Last week I successfully passed the VCAP Operations and VCAP VKS exams. With that, my full set of VCF 9 discipline-aligned VCAP certifications is - for now - complete. All five core disciplines are covered: Operations, Automation, Networking, Storage, and VKS. This feels like the right moment to reflect on what this journey means, and to look ahead at where it leads.
The five disciplines
The 2025 VCAP expansion was the largest in VMware's history: eleven new exams across both role-based and domain-specific tracks. For VCF 9, the five discipline certifications each validate deep, hands-on expertise in a specific technical domain within the platform.
- Storage
- Networking
- Automation
- Operations
- VKS
The VKS certification deserves a special mention. Within the new VCF certification framework, the Kubernetes-focused VCAP is a mandatory component on the path to VCDX. This reflects the growing role of modern application platforms - The Kubernetes Supervisor - as an integral part of VMware Cloud Foundation, not an optional add-on.
A fundamentally changed certification landscape
Broadcom has completely overhauled the VMware certification program. Where it once revolved around product-specific knowledge, the new framework is explicitly role- and platform-oriented. Instead of validating isolated component expertise, it now asks professionals to demonstrate understanding of VMware Cloud Foundation as an integrated platform - compute, storage, networking, automation, and observability working as one cohesive system.
This shift is most visible at the VCAP level. The discipline-based VCAPs validate deep technical expertise per domain. The role-based VCAPs - Administrator, Architect, and Support - validate how that knowledge is applied in practice, depending on your day-to-day responsibilities. Together, they form the foundation for the highest level in the program: the VMware Certified Distinguished Expert, or VCDX.
The path from VCAP to VCDX
The formal path to VCDX starts with a role-based VCP as the foundation. From there, candidates complete a set of advanced VCAP certifications - including at least one role-based VCAP and the VKS track. The final step is a live defense, a practical session where architectural insight, problem-solving capability, and real operational experience take center stage. This is not about ticking boxes. It is about proving that you can operate at the highest technical level in real-world VCF environments.

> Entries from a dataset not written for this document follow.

PR #252, opened 2020-04-16
feat: add resuable user search component

AquiburRahmanKhan:
This PR is related to https://airtable.com/tblRjd2McKgRW9MKj/viwlRRNI0PZIxrGkc/rec00kGce0l6ZBJUr?blocks=hide


qdozaq:
Some changes went to update the models. You'll need to fix those conflicts

src/app/component/SearchUser.jsx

Next milestone: the role-based VCAPs
With all five discipline tracks completed, the focus now shifts to the three role-based VCAPs: Administrator (3V0-11.26), Architect (3V0-12.26), and Support (3V0-13.26). Broadcom has recently announced these as coming very soon - each following the same format of 60 questions over 135 minutes, with a passing score of 300 on a scaled system.
What makes these exams interesting is that they evaluate the same technical foundations from entirely different angles. The Administrator exam focuses on operational execution - lifecycle management, automation workflows, day-2 operations. The Architect exam focuses on design decisions - workload domain strategies, resilience patterns, capacity planning. The Support exam focuses on diagnostic methodology - root cause analysis, log interpretation, structured troubleshooting across the full VCF stack.
For anyone working hands-on with VCF environments, these three tracks represent a logical and valuable next step. They validate not just what you know, but how you apply it.
Why this matters
VCF adoption is accelerating - in sovereign cloud initiatives, in regulated industries, and in large enterprise environments looking for the combination of public cloud automation with full infrastructure control. Organizations need verifiable, role-specific expertise. The new VCAP structure delivers exactly that assurance.
For me personally, this is about more than credentials. Each exam builds the technical foundation needed to contribute meaningfully to the community, to deliver sharp troubleshooting sessions at events like VMUG Connect Amsterdam and Minneapolis, and ultimately to approach the VCDX defense with genuine depth across every relevant domain of the platform.
Next step: VCAP Administrator · Architect · Support → VCDX. Can't wait.